▶ [DESCRIPTION OF THE TASK] Your task is to output the entries below word for word.

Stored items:
◇ ◇ ◇ ◇ ◇ ◇ ◇

PR #952, opened 2023-11-28
Fix #891

### LINKED ISSUE #891: llama_cpp conflict with transformers library
Hi everyone, 

I'm currently trying to run the example script provided in the readme, but I noticed a Type error exception is thrown (and ignored) when importing the `transformers==4.35.0` library in the same file. 

# Expected Behavior

The code snippet in the next section should generate an output without throwing any error. 

# Current Behavior

By running the following code snipped, I get an exception after the output is correctly generated. I'm aware the error is ignored but I would like to understand whether that's the expected behaviour or if there is something else I'm missing. Moreover, notice that removing  `import transformers` produces the correct output. 

```python
import transformers
from llama_cpp import Llama

if __name__ == "__main__":

    llm = Llama(model_path="./models/7B/llama-model.gguf")
    output = llm("Q: Name the planets in the solar system? A: ",
                 max_tokens=32, stop=["Q:", "\n"], echo=True)

    print(output)

```
And I get the following error

```
Exception ignored in: <function _LlamaContext.__del__ at 0x7f4cfd08a3b0>
  File "/home/project/my_env/lib/python3.10/site-packages/llama_cpp/llama.py", line 418, in __del__
TypeError: 'NoneType' object is not callable
Exception ignored in: <function _LlamaModel.__del__ at 0x7f4cfd089480>
  File "/home/project/my_env/lib/python3.10/site-packages/llama_cpp/llama.py", line 238, in __del__
TypeError: 'NoneType' object is not callable
Exception ignored in: <function _LlamaBatch.__del__ at 0x7f4cfd08b7f0>
  File "/home/project/my_env/lib/python3.10/site-packages/llama_cpp/llama.py", line 664, in __del__
TypeError: 'NoneType' object is not callable
```

# Environment and Context

- x86_64 GNU/Linux
- Python 3.10.9
- GNU Make 4.2.1
- g++ 9.4.0

kddubey:
Fix https://github.com/abetlen/llama-cpp-python/issues/891

As noted in the [Python docs](https://docs.python.org/3/reference/datamodel.html#object.__del__), objects can get nullified on interpreter shutdown in `__del__`. The solution follows the same pattern [here](https://github.com/abetlen/llama-cpp-python/blob/ad963a0961b04195d6e360ac041b4c558495e0da/llama_cpp/_utils.py#L6-L7)

## How has this been tested?

1. Install a later version of transformers with torch:

   ```
   python -m pip install "transformers[torch]>=4.35.0"
   ```

2. Checkout main

   ```
   git checkout main
   ```

3. Verify that this command prints out the ignored Exception:

   ```
   python -c "import transformers; from llama_cpp import Llama; llm = Llama(model_path='./some.gguf', verbose=False)"
   ```

4. Checkout this branch

   ```
   git checkout ignore-warnings-on-shutdown
   ```

5. Verify that the same command **does not** print out the ignored Exception:

   ```
   python -c "import transformers; from llama_cpp import Llama; llm = Llama(model_path='./some.gguf', verbose=False)"
   ```

### DIFF
--- a/llama_cpp/llama.py
+++ b/llama_cpp/llama.py
@@ -214,6 +214,8 @@ class _LlamaModel:
     NOTE: For stability it's recommended you use the Llama class instead."""
 
     _llama_free_model = None
+    # NOTE: this must be "saved" here to avoid exceptions when calling __del__
+    suppress_stdout_stderr = suppress_stdout_stderr
 
     def __init__(
         self,
@@ -237,7 +239,7 @@ class _LlamaModel:
             )
 
     def __del__(self):
-        with suppress_stdout_stderr(disable=self.verbose):
+        with self.suppress_stdout_stderr(disable=self.verbose):
             if self.model is not None and self._llama_free_model is not None:
                 self._llama_free_model(self.model)
                 self.model = None
@@ -399,6 +401,8 @@ class _LlamaContext:
     NOTE: For stability it's recommended you use the Llama class instead."""
 
     _llama_free = None
+    # NOTE: this must be "saved" here to avoid exceptions when calling __del__
+    suppress_stdout_stderr = suppress_stdout_stderr
 
     def __init__(
         self,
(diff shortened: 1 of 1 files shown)


kddubey:
@abetlen if this looks good, apply the same changes to your (awesome!) [PR here](https://github.com/abetlen/llama-cpp-python/pull/951/files#diff-a5923388174e5c4c6b7aa2cd2c4645f5666833e66773dcad9a71f8a0e5768dd3)

abetlen:
This is perfect, thank you!

PR #955, opened 2023-11-29
Update shared library import & license compliance

D4ve-R:
Install shared libs from llama.cpp into `/lib` and copy the license to ensure compliance.


abetlen:
@D4ve-R thank you!

I think we also need to update the `clean` target (any maybe some others) in the Makefile but otherwise looks good to me.

PR #957, opened 2023-11-30
Generic Function Calling

abetlen:
[Reference](https://github.com/abacaj/openhermes-function-calling)

Tested this method in a notebook and works quite well.

TODO:
- [x] Adjust the prompt to support mulit-turn conversations
- [x] Use gramamr constrained sampling
- [x] Add custom `ChatCompletionHandler`
- [x] Support legacy function calling API
- [x] Support multi-tool auto calls (hard)
- [ ] Support for streaming muti-tool auto calls
- [x] Test on Function Calling notebook and instructor cookbook


Maximilian-Winter:
A little framework for structured output, chat and function calling: 
https://github.com/Maximilian-Winter/llama-cpp-agent

Maximilian-Winter:
@abetlen Could you tell me if this is useful for you? I can also integrate just the grammar generator into llama-cpp-python and make a pull request.

teleprint-me:
I am very interested in this. Will be reviewing when I have some time.

vriesdemichael:
Be careful how you promote this chat handler. With this prompt it is only suitable for function calling, which might be confusing if you expect the handler to provide an OpenAI compatible experience with tool calls only when needed.

I am also not entirely sure if openhermes mistral was trained on these specific instructions or that it would work with other models as well.

If it just good prompt engineering to coerce a tool call, then langchain already has some tools to do so using reAct
https://github.com/williamcotton/empirical-philosophy/blob/main/articles/how-react-prompting-works.md

abetlen:
Just missing automatic multi-tool use now.

Issue #872, opened 2023-11-05
suppress_stdout_stderr failing in notebooks


slundberg:
# Expected Behavior

Loading a model with verbose=False should not print things.

# Current Behavior

verbose=False has no effect in notebooks (I tested with VS Code notebooks, but I think it is ipykernel related)

# Steps to Reproduce

Just load a model with verbose=False and observe output in a notebook environment.

# How to fix

The patch given in the ipykernel issue below fixes the issue for me (but requires me to do my own override of stdout and stderr since the patch also causes `suppress_stdout_stderr` to crash as currently written). A real fix might involve integrating this into `suppress_stdout_stderr` directly.

https://github.com/ipython/ipykernel/issues/795

thanks!

slundberg:
I got a nicer version of the patch working that I will share here is case it helps others:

◇ ◇ ◇ ◇ ◇ ◇ ◇

▶ [RESULT BELOW]
PR #952, opened 2023-11-28
Fix #891

### LINKED ISSUE #891: llama_cpp conflict with transformers library
Hi everyone, 

I'm currently trying to run the example script provided in the readme, but I noticed a Type error exception is thrown (and ignored) when importing the `transformers==4.35.0` library in the same file. 

# Expected Behavior

The code snippet in the next section should generate an output without throwing any error. 

# Current Behavior

By running the following code snipped, I get an exception after the output is correctly generated. I'm aware the error is ignored but I would like to understand whether that's the expected behaviour or if there is something else I'm missing. Moreover, notice that removing  `import transformers` produces the correct output. 

```python
import transformers
from llama_cpp import Llama

if __name__ == "__main__":

    llm = Llama(model_path="./models/7B/llama-model.gguf")
    output = llm("Q: Name the planets in the solar system? A: ",
                 max_tokens=32, stop=["Q:", "\n"], echo=True)

    print(output)

```
And I get the following error

```
Exception ignored in: <function _LlamaContext.__del__ at 0x7f4cfd08a3b0>
  File "/home/project/my_env/lib/python3.10/site-packages/llama_cpp/llama.py", line 418, in __del__
TypeError: 'NoneType' object is not callable
Exception ignored in: <function _LlamaModel.__del__ at 0x7f4cfd089480>
  File "/home/project/my_env/lib/python3.10/site-packages/llama_cpp/llama.py", line 238, in __del__
TypeError: 'NoneType' object is not callable
Exception ignored in: <function _LlamaBatch.__del__ at 0x7f4cfd08b7f0>
  File "/home/project/my_env/lib/python3.10/site-packages/llama_cpp/llama.py", line 664, in __del__
TypeError: 'NoneType' object is not callable
```

# Environment and Context

- x86_64 GNU/Linux
- Python 3.10.9
- GNU Make 4.2.1
- g++ 9.4.0

kddubey:
Fix https://github.com/abetlen/llama-cpp-python/issues/891

As noted in the [Python docs](https://docs.python.org/3/reference/datamodel.html#object.__del__), objects can get nullified on interpreter shutdown in `__del__`. The solution follows the same pattern [here](https://github.com/abetlen/llama-cpp-python/blob/ad963a0961b04195d6e360ac041b4c558495e0da/llama_cpp/_utils.py#L6-L7)

## How has this been tested?

1. Install a later version of transformers with torch:

   ```
   python -m pip install "transformers[torch]>=4.35.0"
   ```

2. Checkout main

   ```
   git checkout main
   ```

3. Verify that this command prints out the ignored Exception:

   ```
   python -c "import transformers; from llama_cpp import Llama; llm = Llama(model_path='./some.gguf', verbose=False)"
   ```

4. Checkout this branch

   ```
   git checkout ignore-warnings-on-shutdown
   ```

5. Verify that the same command **does not** print out the ignored Exception:

   ```
   python -c "import transformers; from llama_cpp import Llama; llm = Llama(model_path='./some.gguf', verbose=False)"
   ```

### DIFF
--- a/llama_cpp/llama.py
+++ b/llama_cpp/llama.py
@@ -214,6 +214,8 @@ class _LlamaModel:
     NOTE: For stability it's recommended you use the Llama class instead."""
 
     _llama_free_model = None
+    # NOTE: this must be "saved" here to avoid exceptions when calling __del__
+    suppress_stdout_stderr = suppress_stdout_stderr
 
     def __init__(
         self,
@@ -237,7 +239,7 @@ class _LlamaModel:
             )
 
     def __del__(self):
-        with suppress_stdout_stderr(disable=self.verbose):
+        with self.suppress_stdout_stderr(disable=self.verbose):
             if self.model is not None and self._llama_free_model is not None:
                 self._llama_free_model(self.model)
                 self.model = None
@@ -399,6 +401,8 @@ class _LlamaContext:
     NOTE: For stability it's recommended you use the Llama class instead."""
 
     _llama_free = None
+    # NOTE: this must be "saved" here to avoid exceptions when calling __del__
+    suppress_stdout_stderr = suppress_stdout_stderr
 
     def __init__(
         self,
(diff shortened: 1 of 1 files shown)


kddubey:
@abetlen if this looks good, apply the same changes to your (awesome!) [PR here](https://github.com/abetlen/llama-cpp-python/pull/951/files#diff-a5923388174e5c4c6b7aa2cd2c4645f5666833e66773dcad9a71f8a0e5768dd3)

abetlen:
This is perfect, thank you!

PR #955, opened 2023-11-29
Update shared library import & license compliance

D4ve-R:
Install shared libs from llama.cpp into `/lib` and copy the license to ensure compliance.


abetlen:
@D4ve-R thank you!

I think we also need to update the `clean` target (any maybe some others) in the Makefile but otherwise looks good to me.

PR #957, opened 2023-11-30
Generic Function Calling

abetlen:
[Reference](https://github.com/abacaj/openhermes-function-calling)

Tested this method in a notebook and works quite well.

TODO:
- [x] Adjust the prompt to support mulit-turn conversations
- [x] Use gramamr constrained sampling
- [x] Add custom `ChatCompletionHandler`
- [x] Support legacy function calling API
- [x] Support multi-tool auto calls (hard)
- [ ] Support for streaming muti-tool auto calls
- [x] Test on Function Calling notebook and instructor cookbook


Maximilian-Winter:
A little framework for structured output, chat and function calling: 
https://github.com/Maximilian-Winter/llama-cpp-agent

Maximilian-Winter:
@abetlen Could you tell me if this is useful for you? I can also integrate just the grammar generator into llama-cpp-python and make a pull request.

teleprint-me:
I am very interested in this. Will be reviewing when I have some time.

vriesdemichael:
Be careful how you promote this chat handler. With this prompt it is only suitable for function calling, which might be confusing if you expect the handler to provide an OpenAI compatible experience with tool calls only when needed.

I am also not entirely sure if openhermes mistral was trained on these specific instructions or that it would work with other models as well.

If it just good prompt engineering to coerce a tool call, then langchain already has some tools to do so using reAct
https://github.com/williamcotton/empirical-philosophy/blob/main/articles/how-react-prompting-works.md

abetlen:
Just missing automatic multi-tool use now.

Issue #872, opened 2023-11-05
suppress_stdout_stderr failing in notebooks


slundberg:
# Expected Behavior

Loading a model with verbose=False should not print things.

# Current Behavior

verbose=False has no effect in notebooks (I tested with VS Code notebooks, but I think it is ipykernel related)

# Steps to Reproduce

Just load a model with verbose=False and observe output in a notebook environment.

# How to fix

The patch given in the ipykernel issue below fixes the issue for me (but requires me to do my own override of stdout and stderr since the patch also causes `suppress_stdout_stderr` to crash as currently written). A real fix might involve integrating this into `suppress_stdout_stderr` directly.

https://github.com/ipython/ipykernel/issues/795

thanks!

slundberg:
I got a nicer version of the patch working that I will share here is case it helps others:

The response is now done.